▸ TASK TO CARRY OUT: Line count for the string "because": give the number of lines in the data below that contain it, and nothing more.
━━━ DATA PROVIDED
PR #6203, opened 2023-03-20
Enable swinunetr-v2

### LINKED ISSUE #6183: Improve SwinUNETR pipeline by adding SwinUNETR-V2
Add swinunetr-v2 as option for swinunetr initialization.

heyufan1995:
Fixes #6183 .

### Description
Added a "use_v2" option in swinunetr initialization. Default is false will not affect the original swinunetr.
Once changed to true, will become swinunetr-v2 with 4 additional convolution block.
Tested running from auto3dseg bundles, no change needed for original swinunetr, and works for swinunetr-v2
Tested running from monai research contribution repo for swinuntr, no change needed for original swinunetr, and works for swinunetr-v2
Tested TensorRT, compiled .ts file successfully.

### Types of changes


monai/networks/nets/swin_unetr.py
```diff
@@ -65,6 +65,7 @@ def __init__(
         use_checkpoint: bool = False,
         spatial_dims: int = 3,
         downsample="merging",
+        use_v2=False
```
tangy5, line 68: can we use the flag: version="v1" instead of use_v2=False?. We can use this flag to control different versions if there are variants in the future...

tangy5:
The V2 implementation is great, one more thing to discuss here. 
If we use the branching options format, there will be more challenges to use torch.jit.script for torchscript conversion, but now we do not have the plan to support scriptable conversion. Jit.trace should be good enough. Wenqi may provide more insights. Thanks!

wyli (approved):
thanks for confirming @tangy5, I'm merging this for now, and I think for future extensions we should start new classes instead of adding more logic to this class...

monai/networks/nets/swin_unetr.py
Nic-Ma: Hi @wyli ,

I agree with @tangy5 , "use_v2" will cause breaking change if we add "v3" later.. an option "version: int = 1" may be better?
What do you think?

Thanks.

wyli: this class will get complicated if we support three or more different modes, for readability I think we should start new classes for new architectural designs, like different versions of the inception models https://pytorch.org/vision/main/models/generated/torchvision.models.inception_v3.html

PR #6213, opened 2023-03-21
#6188 Allow user to define own `FolderLayout` in `SaveImage` and `SaveImaged` transforms

MathijsdeBoer:
Improves issues discussed in #6188 .

### Description

As I found out in #6188, `SaveImage` and `SaveImaged` provide a fairly rigid way to define the output path. I've made some changes that allow the user to more easily define their own `FolderLayout` derivative, and pass it to these transforms.
Additionally, I've added a boolean that adds a key `"saved_to"` to the metadata, so the user can more easily assess where their output actually went.

Finally, and most optionally, I've prepended `"meta"` to the `MetaTensor.__repr__` and `MetaTensor.__str__` outputs in an effort to more clearly show to the user that the printed tensor has special properties. This change was made in its own commit, which can be left out if undesired.

Other small changes to documentation formatting, mainly changing:

```text
"""
    ...
    some documentation `code` more docs
    ...
"""
```

to

```text
"""
    ...
    some documentation ``code`` more docs
    ...
"""
```

To format these correctly in the docs. Seemed like some people assumed the single backticks would format as `code`, as opposed to _italics_.

---

### Test results

`./runtests.sh -f -u --net --coverage`
results: 1 failure, 2 errors
The failure was related to me changing the `MetaTensor.__repr__`, fixed the test in a separate commit

`./runtests.sh --quick --unittests  --disttests`
In progress

### Types of changes


monai/data/meta_tensor.py
```diff
@@ -572,14 +572,14 @@ def __repr__(self):
...
-        return self.as_tensor().__repr__()
+        return "meta" + self.as_tensor().__repr__()
 
     def __str__(self):
         """
         Prints a representation of the tensor identical to ``torch.Tensor.__str__``.
         Use ``print_verbose`` for associated metadata.
         """
-        return str(self.as_tensor())
+        return "meta" + str(self.as_tensor())
```
wyli, line 582: I think this is good idea, could you please make a dedicated PR for this feature?

MathijsdeBoer: I've taken these changes out of this fork, to reapply in another PR!

MathijsdeBoer:
Will do! (Though I might have accidentally clicked a wrong on this page)

MathijsdeBoer:
I hope it's okay if I didn't rerun the full test suite, and only ran the edited tests. It takes about an hour to do on my work PC, which is considerably more powerful than my personal PC that I used for these last few commits.

monai/transforms/io/array.py
```diff
@@ -478,6 +503,8 @@ def __call__(self, img: torch.Tensor | np.ndarray, meta_data: dict | None = None
                 )
             else:
                 self._data_index += 1
+                if self.savepath_in_metadict and meta_data is not None:
```
Nic-Ma, line 506: Hi @wyli ,

I don't remember clearly, why we support multiple writers here with a `for loop`?
If so, I think we should not update "self._data_index += 1" for every writer, is it a bug?

And @MathijsdeBoer , here if we save the "filename" to `meta_data`, will this information be saved into the nifti file header? If yes, I think we should only save the filename instead of the full path which may contain the user's personal information?

Thanks.

monai/transforms/io/array.py
```diff
@@ -315,11 +316,14 @@ class SaveImage(Transform):
 
     Args:
         output_dir: output image directory.
+        Handled by ``folder_layout`` instead, if ``folder_layout`` not ``None``.
```
Nic-Ma, line 319: if ``folder_layout`` **is** not ``None``.
Same for other places.

Thanks.

monai/transforms/io/dictionary.py
```diff
@@ -211,41 +216,47 @@ class SaveImaged(MapTransform):
...
+            if ``None``, use the default writer from ``monai.data.image_writer`` according to ``output_ext``.
             if it's a string, it's treated as a class name or dotted path;
             the supported built-in writer classes are ``"NibabelWriter"``, ``"ITKWriter"``, ``"PILWriter"``.
         output_name_formatter: a callable function (returning a kwargs dict) to format the output file name.
             see also: :py:func:`monai.data.folder_layout.default_name_formatter`.
-
+            If using a custom ``folder_layout``, consider providing your own formatter.
+        folder_layout: A customized ``monai.data.FolderLayoutBase`` subclass to define file naming schemes.
+            if ``None``, uses the default ``FolderLayout``
+        savepath_in_metadict: if ``True``, adds a key ``saved_to`` to the metadata, which contains the path
```
KumoLiu, line 258: May I know the use case when we need a `save_to` key in metadata? Does `print_log` not enough?
I am concerned when users pre-processing the same data twice and saved it twice, the `save_to` may be confused here?

KumoLiu (commented):
Thanks for the contributions! Few comments in line.
You could also run `./runtests.sh --autofix` for auto style fixes.

monai/transforms/io/array.py
MathijsdeBoer: I was under the impression that saving things to the `meta_data` was fine. A quick skim of the `Writer` code, it seems like the `NiBabelWriter` specifically gets certain keys, rather than taking them all. 
Additionally, I believe that the Nifti specification is quite strict with what the header can contain, i.e.: very little to no room for custom data. If this is also true in the case for, for example, a `.mhd/.mha`, which is a little more freeform, I don't know.
Finally, the key is inserted into the `meta_data` _after_ writing the file to disk, which would not include it in the resulting file either way.

monai/transforms/io/array.py
MathijsdeBoer: Will fix

monai/transforms/io/dictionary.py
MathijsdeBoer: `print_log` only, well, prints. If I want to do something with the path to where the images were saved I'd need to either parse the output logs on the fly, or rerun the `FolderLayout` code to get the path. It would be a lot more efficient and less prone to error to save the output path to a variable.

My use case was that I'm trying to set up an experiment across several datasets, which has me create `Dataset` objects. Each of these objects holds a list of paths for the raw data. After preprocessing these paths, I want to add the outputs of the `SaveImaged` to another list in the dataset which contains the locations of the saved images. Currently, there is no simple way to either get the path, or infer the path. Adding `"save_to"` to the dict would at least simplify things.

For more details, see #6188

MathijsdeBoer:
Haha, now I'm starting to get slightly embarrased about the amount of small commits I have to make because I thought I had ran every test, but forgot _that one_, I'll get to work on fixing that mypy error.

monai/transforms/io/dictionary.py
KumoLiu: Hi @MathijsdeBoer, I may get your points.
In your case, you want to prepare a dataset from several sides, but I think the output path is been standardized (such as "E:\...\Datasets\BraTS2021\Preprocessed")? And which is specified in the "output_dir"? I would like to say I didn't find the benefits from this "save_to" but may get some confusion when you want to preprocess the same data twice. 

But it's okay if you all think this arg is ok. cc @wyli @Nic-Ma

MathijsdeBoer: How else would you suggest I programmatically store the output of `SaveImage` or `SaveImaged` in a list if none of the outputs actually provide this information?

As for preprocessing twice, It could be changed to be `"saved_to_{n}"`, where `n` is the nth time this particular `MetaTensor` has been saved?

wyli: I think the current PR's implementation is ok for now, another idea is to set the path string as a property of SaveImage, then after saving we can get the path by `saver.last_saved_filename` cc @ericspod

wyli (approved):
thanks, I think the

PR #6214, opened 2023-03-21
#6213 Prepend `"meta"` to `MetaTensor.__repr__` and `MetaTensor.__str__` for easier identification

MathijsdeBoer:
Discussed in #6213

### Description

Prepends `"meta"` to the `MetaTensor.__repr__` and `MetaTensor.__str__` output so printing a MetaTensor does not look the exact same as a regular `torch.Tensor`.

I don't expect this change to cause any breaks, with me running the risk of invoking [xkcd 1172](https://xkcd.com/1172/).

---

1 failure in `./runtests.sh -f -u --net --coverage`:
```text
FAIL: test_values (tests.test_tciadataset.TestTciaDataset)
  File "D:\PythonProjects\MONAI-SaveImageFormatting\tests\test_tciadataset.py", line 72, in test_values
    self.assertTrue(
```

### Types of changes


MathijsdeBoer:
@wyli Running `pip freeze` on the venv with which I'm making my changes contains `torch==2.0.0`, is this change to the `torch.Tensor` printing in an in-dev PyTorch version? I ask because I wasn't seeing this behaviour myself.

I've tried seeing what would happen if I would comment out `MetaTensor.__repr__` and `MetaTensor.__str__`:

```python
Python 3.10.10 (tags/v3.10.10:aad5f6a, Feb  7 2023, 17:20:36) [MSC v.1929 64 bit (AMD64)] on win32
>>> import monai
>>> mt = monai.data.MetaTensor([1.])
>>> print(mt)
Metadata
        [0., 1., 0., 0.],
        [0., 0., 1., 0.],
	space: RAS
Applied operations
```

wyli:
Hi @MathijsdeBoer my example in the previous comment is not about monai, it's a pytorch demo to show subclassing...

wyli:
these are from the MetaObj... https://github.com/Project-MONAI/MONAI/blob/d57bff6fa8fd3f18b6cca27d1b35d6f296215984/monai/data/meta_obj.py#L157-L168

that's why I think this PR is a good idea..

wyli:
comment out `MetaTensor.__repr__` and `MetaTensor.__str__`, and change this:
` class MetaTensor(MetaObj, torch.Tensor):`
to
`
 class MetaTensor(torch.Tensor, MetaObj):
`
will get the `__repr__` resolved to pytorch's implementation :)
but these changes will require more thorough tests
━━━━━━
▸ EXERCISE SOLUTION: 2